Joylessly replaying the hits from the original series, “Tales From ’85” sticks itself in a creative rut from the get-go by pointlessly situating itself as a midquel between the second and third seasons of the Duffer Brothers’ breakout hit. That deeply constrains everything that occurs in the show’s first outing, which can’t see Mike, El, Dustin, Lucas, or Max grow as characters in ways that bump up against their arcs from the original show, or let the new addition Nikki (Odessa A’zion) become too firmly entrenched in their lives.

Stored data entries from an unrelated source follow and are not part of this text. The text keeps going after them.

PR #446, opened 2019-01-25
ROAD TO 2.0 - Convert to Octane

cibernox:


gossi:
what about using pods? = more prepared for octane 😁

cibernox:
@gossi in an addon with three classes I don't see the point. When the MU is working (is it already? Last time I checked addons didn't work) I'll just run the codemod.

gossi:
No, it is just standard ember, you can have `component.js` and `template.hbs` in the same folder, like this:

```
addon/
  components/
    basic-dropcdown/
      component.js
      template.hbs
```

PR #452, opened 2019-03-08
Adds "https" to ember-twiddle link in readme

ryanlabouve:
Without this prefix, the link get's built to `<a href="/cibernox/ember-basic-dropdown/blob/master/www.ember-twiddle.com">Ember Twiddle</a>` instead of actually linking to twiddle.


cibernox:
Thanks!

PR #461, opened 2019-06-06
Fix undefined events

wukongrita:
Fix undefined events when is setted with rootEventType


mkszepp:
very old PR, but we handle the undefined already

Issue #431, opened 2018-10-12
EmberError - You must use set() to set the `previousHorizontalPosition` property


jaredgalanis:
I'm getting the following error when attempting to click close on the target. Is this a known issue?

`"Assertion Failed: You must use set() to set the `previousHorizontalPosition` property (of <my-app@component:basic-dropdown::ember519>) to `null`."`

jaredgalanis:
Closing because I'm no longer experiencing this issue. Not 100% sure what it was, but I'll comment further if I find out.

BnitoBzh:
I have the same issue with Ember 3.10.2.
```
  <BasicDropdown as |dd|>
    <dd.trigger>{{t (concat "language." this.intl.locale.firstObject)}}</dd.trigger>
    <dd.content>
      {{#each this.languages as |language|}}
        <div {{action "setLanguage" language}}>{{t (concat "language." language)}}</div>
      {{/each}}
    </dd.content>
  </BasicDropdown>
```

cibernox:
@BnitoBzh version of the addon?

BnitoBzh:
@cibernox EBD@1.1.2

BnitoBzh:
@cibernox i want to submit a pull-request for EBD@1.1.2 but there is no active branch for this version .. The master branch is on @2.x ...
On which branch can i made my pull request ?

cibernox:
@BnitoBzh I created a 1.X branch. Try with that branch and I'll try to port the change to 2.X

PR #463, opened 2019-06-24
Fix set issue #431

BnitoBzh:
issue #431


cibernox:
If you know the reproduction steps, can you include a failing test that passes with your changes?

BnitoBzh:
i have no reproduction step ... i use these addon in 3 applications and i have this error in only one ...

cibernox:
Released 1.1.3

PR #475, opened 2019-07-08
Rename `onOpen` to `willOpen`

cibernox:


cibernox:
After some thought, and given that there is no need for a `didOpen` and `didClose` (that behavior can be attained with `{{did-insert}}`/`{{will-destroy}}` on the `<dd.Content>` component, I don't think that it's worth making a breaking change to clarify that those methods run before the component is opened.

Issue #478, opened 2019-07-13
Expose calculate-position util as public API?


Kilowhisky:
Thanks for making this plugin, its been great working with it! I just upgraded to 2.0.0 and i like it!

Recently i have gained a need to make custom positioning of the input on mobile clients. (basically dropdowns on mobile need to be a modal like popup in the center of the screen in order to facilitate better usability).

Anyways i see that the API has a calculateModalPosition function that is perfect for override. Great!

The mystery, about a monster from the Upside Down that has been left behind and buried under the snow since the portal between the two worlds was last closed, is a facsimile of your average “Stranger Things” season without the complications — the interlocking narrative structure, the great performances from the original cast (all replaced here with soundalikes of varying quality) — that made the show worthwhile.
Although “Stranger Things” has always had a young fanbase, and was in its earliest years mostly following middle schoolers, the series wasn’t exactly aimed at kids: to the extent that the carefully four-quadrant tested franchise had a target demographic, it was adults who remember and were nostalgic for being kids in the ’80s. So the show didn’t shy away from getting bloody, dark, murky, with plenty of curse words here and there. “Tales From ’85” was clearly pitched as the kid-friendly Saturday Morning Cartoon version of the franchise, and accordingly, its visuals — from Flying Bark Productions — are bright, colorful, and blandly safe (the series frequently resembles that of a Telltale episodic adventure game from the 2010s). The monsters the kids fight are goofier-looking than the Demogorons or Mind Flayers from the original show, and although they pose a tepid threat to the kids, you don’t see the corpses and blood that often decorated the original show’s setpieces.
In all honesty, “Tales From ’85” could have probably benefited from going even more kid-friendly, and being far less faithful to its source material than it was likely forced to. The animated spin-offs of old had no issue throwing out elements of the original films that didn’t fit, or ignoring pesky concepts like continuity entirely, and they were all better for it. One show I kept thinking of while watching “Tales From ’85” was 1998’s “Godzilla: The Series,” a sequel series to the first American “Godzilla” film that had to retcon and rearrange the events from the film it was spinning off from to make its premise work. It ended up being way, way better than its source material, a nifty monster-of-the-week show that paid loving homage to the franchise’s Japanese origins.
I’m admittedly not the biggest “Stranger Things” fan in the world, but even I know that what draws fans to it is less about the Upside Down or the mythology and more about hanging out with the characters. A lower-stakes, episodic spinoff of the franchise that’s about the kids solving a variety of cases around Hawkins would probably be a more fun, charming, and especially more creatively interesting than what the repetitive “Tales From ’85” manages to accomplish.
But episodic TV of that nature isn’t something that Netflix has ever shown much interest in or ability in executing, and the Duffers’ comments about the future of “Stranger Things” seem to indicate a belief that canon is sacred. So, “Tales From ’85” must exist in the state it is now, a stretched-out and thinly drawn “Stranger Things” mystery that feels like a kiddie pool version of the original show. It may be more polished and refined than something like “The Real Ghostbusters,” but it’s also somehow blander, an IP extension that renders the live-action franchise in animation without taking any of the risk the medium change offers.
Predictably, the season ends with a stinger promising a new adventure for the kids in a future season. But if “Tales From ’85” must remain constrained by the flagship show, there feels like little point in following this new adventure when we already know where its ending.